Monday saw the death toll from a Marine helicopter crash in Anbar province raised to four. Add to those, six other US soldiers killed on the ground in al-Anbar since December 1st, and the 90 other service personnel killed in that province from the start of September through the end of November, and you have 100 Americans killed fighting in a battle for a province that had already been determined to be militarily un-winnable.
That’s one hundred dead men and women—100 mothers, fathers, sons, and daughters killed—and for what, exactly? If the United States is “no longer capable of militarily defeating the insurgency in al-Anbar,” then why are they still fighting in al-Anbar? Why are soldiers being put in harm’s way if they can’t do anything but lose?
Of course, Anbar province is just one section of countrywide failure of policy and strategy, but it is a stunning example of the senseless carnage this war has wrought. Whether inept, callous, or cynical in conceptualization, it is wholly disgusting in its execution.
There is the now famous John Kerry quote, “How do you ask a man to be the last man die for a mistake?” I ask, how do continue to ask men and women to die for an already well understood disaster?
“the US did not invade Iraq—it entered a conflict that had not ended”
Reason number infinity squared for the 2003 invasion of Iraq was articulated Sunday night by the Hoover Institution’s Dr. Kiron Skinner in an interview with the BBC (I wish they would post a transcript, but I wrote this down as I heard it, and I believe my quotes are close to verbatim). Dr. Skinner, who is a former member of Rummy’s Feith and Bum corps (also know as Defense Secretary Donald Rumsfeld’s Defense Policy Board), and has worked extensively with former Secretary of State George Schultz and current one Condoleezza Rice, was asked to react to an earlier BBC interview with outgoing UN Chief Kofi Annan.
In that piece, Mr. Annan said that the situation in Iraq was now worse than it was under Saddam Hussein and worse than the civil war that gripped Lebanon in the 1980’s.

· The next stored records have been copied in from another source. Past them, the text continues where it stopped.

Issue #84, opened 2016-09-19
Create TicketTypeAdmin class


ricco386:
Create TicketTypeAdmin class than can do following:

* filter by: attendee_type
* list view, show fields: title, price, attendee_type, event
* group form fields:
  * details: title, description, price, attendee_type, event
  * availabilty: date_from, date_to

any other improvements, welcome... 

Suggestion, add function that return status of ticket type: not available yet, active, expired depending on current datetime and values defined in model instance. You can add this to admin view. If you create such function, add test for it.

kisso:
I am working on it.

kisso:
Should the status depends only on time?

ricco386:
@kisso yes for now it is sufficient that status is generated by the time compared with from to dates. In the future if we found a use case for different behavior we will refactor.

PR #94, opened 2016-09-24
Ticket type admin

kisso:
issue #84

### DIFF
--- a/konfera/admin.py
+++ b/konfera/admin.py
@@ -130,15 +130,15 @@ admin.site.register(Order, OrderAdmin)
 
 
 class TicketTypeAdmin(admin.ModelAdmin):
-    list_display = ('title', 'price', 'attendee_type', 'event', 'ticket_type_status')
+    list_display = ('title', 'price', 'attendee_type', 'event', 'status')
     list_filter = ('attendee_type',)
-    readonly_fields = ('ticket_type_status',)
+    readonly_fields = ('status',)
     fieldsets = (
         (_('Details'), {
             'fields': ('title', 'description', 'price', 'attendee_type', 'event',)
         }),
         (_('Availability'), {
-            'fields': ('date_from', 'date_to', 'ticket_type_status')
+            'fields': ('date_from', 'date_to', 'status')
         }),
     )
 
--- a/konfera/admin.py
+++ b/konfera/admin.py
@@ -130,14 +130,15 @@ admin.site.register(Order, OrderAdmin)
 
 
 class TicketTypeAdmin(admin.ModelAdmin):
-    list_display = ('title', 'price', 'attendee_type', 'event',)
+    list_display = ('title', 'price', 'attendee_type', 'event', 'ticket_type_status')
     list_filter = ('attendee_type',)
+    readonly_fields = ('ticket_type_status',)
     fieldsets = (
         (_('Details'), {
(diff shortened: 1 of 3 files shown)


konfera/models/ticket_type.py
```diff
@@ -24,6 +25,13 @@ class TicketType(FromToModel):
     def __str__(self):
         return self.title
 
+    def status(self):
```
ricco386: add [@property](https://docs.python.org/3/library/functions.html#property) decorator so we can use status as model property... (see comment below for more info)

konfera/models/ticket_type.py
```diff
@@ -24,6 +25,13 @@ class TicketType(FromToModel):
...
+        if timezone.now() < self.date_from:
+            return _('Not available yet')
+        elif self.date_to < timezone.now():
+            return _('Expired')
+        return _('Active')
```
ricco386: Please add constants. In test you can import constant and compare against it in tests as well, this will work no matter of the language...

```
NOT_AVAILABLE = 'na'
ACTIVE = 'active'
...
```

We might have a dict for resolution:

```
STATUS = {
    NOT_AVAILABLE:  _('Not available yet')
    ACTIVE: _('Active')
    ....
}
```

and function (get_status or something similar) that return translation string, that will be used in admin, or anywhere else where needed...

konfera/tests/test_models.py
```diff
@@ -144,3 +144,21 @@ def test_dates_from_to(self):
         tt.date_to = timezone.now()
         tt.date_from = tt.date_to + datetime.timedelta(+3)
         self.assertRaises(ValidationError, tt.clean)
+
+    def test_unavailable_ticket(self):
+        tt = models.TicketType()
+        tt.date_from = timezone.now() + datetime.timedelta(days=1)
+        tt.date_to = timezone.now() + datetime.timedelta(days=3)
+        self.assertEquals(tt.status(), 'Not available yet')
```
ricco386: Please update test to match the consts...

```
from konfera.models.ticket_type import NOT_AVAILABLE 

self.assertEquals(tt.status, NOT_AVAILABLE)
```

konfera/admin.py
```diff
@@ -129,8 +129,23 @@ class OrderAdmin(admin.ModelAdmin):
...
+class TicketTypeAdmin(admin.ModelAdmin):
+    list_display = ('title', 'price', 'attendee_type', 'event', 'status')
+    list_filter = ('attendee_type',)
+    readonly_fields = ('status',)
+    fieldsets = (
+        (_('Details'), {
+            'fields': ('title', 'description', 'price', 'attendee_type', 'event',)
+        }),
+        (_('Availability'), {
+            'fields': ('date_from', 'date_to', 'status')
```
ricco386: instead of status you can use get_status or something similar defined in comment in model.

ricco386:
@kisso will you have a chance to do the suggested improvements (in near future)? I have done some work on ticket_type model (other sections), so just let me know if you will update the code, or shall i merge your branch into mine and I will do the improvements as part of mine PR. Thanks.

kisso:
@ricco386 I think better way will be that you will merge branch, I am 2nd week at school and we got a lot of tasks to program, so I can't do it right now. Sorry, but when I will be available I will work on project :)

ricco386:
@kisso Thanks.

I have merged the changes into my branch and will be part of different PR.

Dr. Skinner (who, by the way, is the woman who uncovered the letter by Ronald Reagan where he admitted to thinking that sex was “tinged with evil” until a “fine old gentlemen” counseled him to observe the primitive Polynesians. . . really) chastised the Secretary General, saying that, “There were many reasons for going into Iraq, not just to search for weapons of mass destruction, but most importantly, perhaps, because Iraq was in violation of a host of UN resolutions put in place at the end of the last Gulf War.” She continued that, thusly, “The US did not invade Iraq—it entered a conflict that had not ended.”
Asked to comment on the continued violence and the failures of White House war policy, Skinner said, “Emerging democracies often war with one another.”
One wonders which emerging democracies she includes in her assertion. As I see it, she could only be referring to Iraq and the Untied States.